Anılan bu objektif koşulların gerçekleşmesi ile birlikte ayrıca “Mahkemece, sanığın kişilik özellikleri ile duruşmadaki tutum ve davranışları göz önünde bulundurularak yeniden suç işlemeyeceği hususunda kanaate varılmasına” ilişkin takdire dayalı subjektif koşulun da gerçekleşmesi halinde “hükmün açıklanmasının geri bırakılması” müessesesinin uygulanması olanağı bulunmaktadır.
CMK’nın 231/6. maddesinde öngörülen zararın giderilmesi koşulu, maddi ve ekonomik kayba yol açan suçlarda, belli bir yargılama ve hakim takdirine ihtiyaç duyulmayan, uzman bir bilirkişi aracılığıyla saptanabilen hallere ilişkin olarak hükmün açıklanmasının geri bırakılmasının koşulları içinde değerlendirilebilir.
İncelenen dosyada, somut zarar suçu olmayan hakaret suçunda “zararın giderilmediği” biçimindeki yasal olmayan gerekçe ile hükmün açıklanmasının geri bırakılmasına yer olmadığına karar verilmesi hukuka aykırıdır.

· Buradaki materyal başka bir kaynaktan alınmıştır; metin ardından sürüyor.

PR #3867, opened 2024-12-06
Fix: Equal split payment amount issue

### LINKED ISSUE #3751: [Split payment] App crashes when entering value in the amount field of the Split Payment form
## Steps to reproduce

1. Navigate to the Split Payment form.
2. Select Equal distribution.
3. Focus on the Amount field.
4. Enter 0.000000000000001 value into the field.
5. Observe that the application crashes immediately.

## Expected behaviour

* The app should accept numeric input in the Amount field without crashing.

## Actual behaviour

* The app crashes as soon as a numeric value is entered in the Amount field of the Split Payment form.

image
image

https://github.com/user-attachments/assets/1957c1d6-5ee1-42cd-84ff-5fccf1301de4

iamsamgibbs:
## Description

This PR fixes an issue where small amounts using the equal split type were defaulting to scientific notation which was breaking the amount fields in the table.

Whilst working on this I also found a weird edge case issue where entering `1M` (as in 1 million) would get adjusted by the cleave-zen `unformatNumeral` function to `1.` and if you added another `M` (`1.M`) the amount field would appear unchanged, but the action subtitle would show `1M00000000`.

## Testing

* Step 1 - Create a split payment action
* Step 2 - Select the "Equal" split type
* Step 3 - Enter the amount `0.00000001` - check that the app does not crash

Screenshot 2024-12-06 at 16 31 29

* Step 4 - Clear the amount field and enter `1M` check that the `M` is not entered and that the amount field just shows `1`, enter another `M` and check the amount field still just shows `1`.

Screenshot 2024-12-06 at 16 31 39

Compared to master:

Screenshot 2024-12-06 at 16 32 09

## Diffs

**Changes** 🏗

* unformatNumeral fix
* Equal amount now uses `toFixed`

Resolves #3751

### DIFF
--- a/src/components/v5/common/ActionSidebar/partials/AmountField/AmountField.tsx
+++ b/src/components/v5/common/ActionSidebar/partials/AmountField/AmountField.tsx
@@ -79,7 +79,8 @@ const AmountField: FC<AmountFieldProps> = ({
   const handleFieldChange = (e: ChangeEvent<HTMLInputElement>) => {
     const formattedValue = formatNumeral(e.target.value, formattingOptions);
 
-    const unformattedValue = unformatNumeral(e.target.value);
+    // Strip 'M' from the input as the character 'M' is used as a placeholder in the unformatNumeral function and can result in weird values
+    const unformattedValue = unformatNumeral(e.target.value.replace('M', ''));
 
     if (
       wrapperRef.current &&
@@ -95,7 +96,7 @@ const AmountField: FC<AmountFieldProps> = ({
     onChange?.();
 
     field.onChange(unformattedValue.replace('-', ''));
-    setValue(formatNumeral(e.target.value, formattingOptions));
+    setValue(formattedValue);
   };
 
   const handleTokenSelect = (selectedTokenAddress: string) => {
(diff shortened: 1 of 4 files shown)


rumzledz (approved):
Nice straightforward fix @iamsamgibbs ! ✨ 

split-no-crash

This is NOT something you introduced but I noticed that when the value is small enough, the distribution value is 0. But I guess it's just because the value is too damn small. Which makes me wonder if we need to put a lower limit or something 🤔 Again, not to be done on this PR

Screenshot 2024-12-09 at 18 25 01

mmioana (changes requested):
Nice start on this issue @iamsamgibbs 🎉 

I was able to create `Split payments` with an amount of `0.00000001`

And also when entering `1M` only `1` was displayed

The reason I'm rejecting this is due to the fact that when trying to redo the action and the amount was `0.00000001`, the app crashes. However with an amount of `1` everything works as expected.

https://github.com/user-attachments/assets/ad0669ee-bfde-4b23-aabd-78eb2f0260fa


https://github.com/user-attachments/assets/ffb4f2a7-a3e7-479c-89b0-31d6545515d0

iamsamgibbs:
🤦‍♂️ That damn redo button. Thanks for catching this @mmioana I will look into it!

davecreaser (approved):
Nice fixes @iamsamgibbs and thanks for leaving a comment in the repo to explain the potentially weird-looking code.

Split payments all worked with no crashes and no 'M's:
Screenshot 2024-12-09 at 14 18 13
Screenshot 2024-12-09 at 14 18 37
Screenshot 2024-12-09 at 14 19 43

Retrying also worked fine without crashing 🎉 

The only issue (not to be fixed here, but worth pointing out) is that when retrying a split payment which uses `0.00000001` as a value, and then changing the action type to simple payment, it looks like the simple payment form can never be submitted - even _after_ changing the value to something more regular like `1` or `10`

rdig (approved):
All good from me as well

Sonuç ve Karar:Yukarıda açıklanan nedenlerle;
1) Kanun yararına bozma isteği hakkında bu aşamada bir KARAR VERMEYE YER OLMADIĞINA,
2) Hükümde saptanan yeni hukuka aykırılık nedeni açısından, kanun yararına bozma yoluna başvurulup başvurulmayacağının takdiri için, dosyanın Adalet Bakanlığına gönderilmek üzere Yargıtay Cumhuriyet Başsavcılığına tevdiine, bu hususun değerlendirilmesinden sonra, diğer kanun yararına bozma isteminin incelenmesine, 01/02/2016 tarihinde oy birliğiyle karar verildi.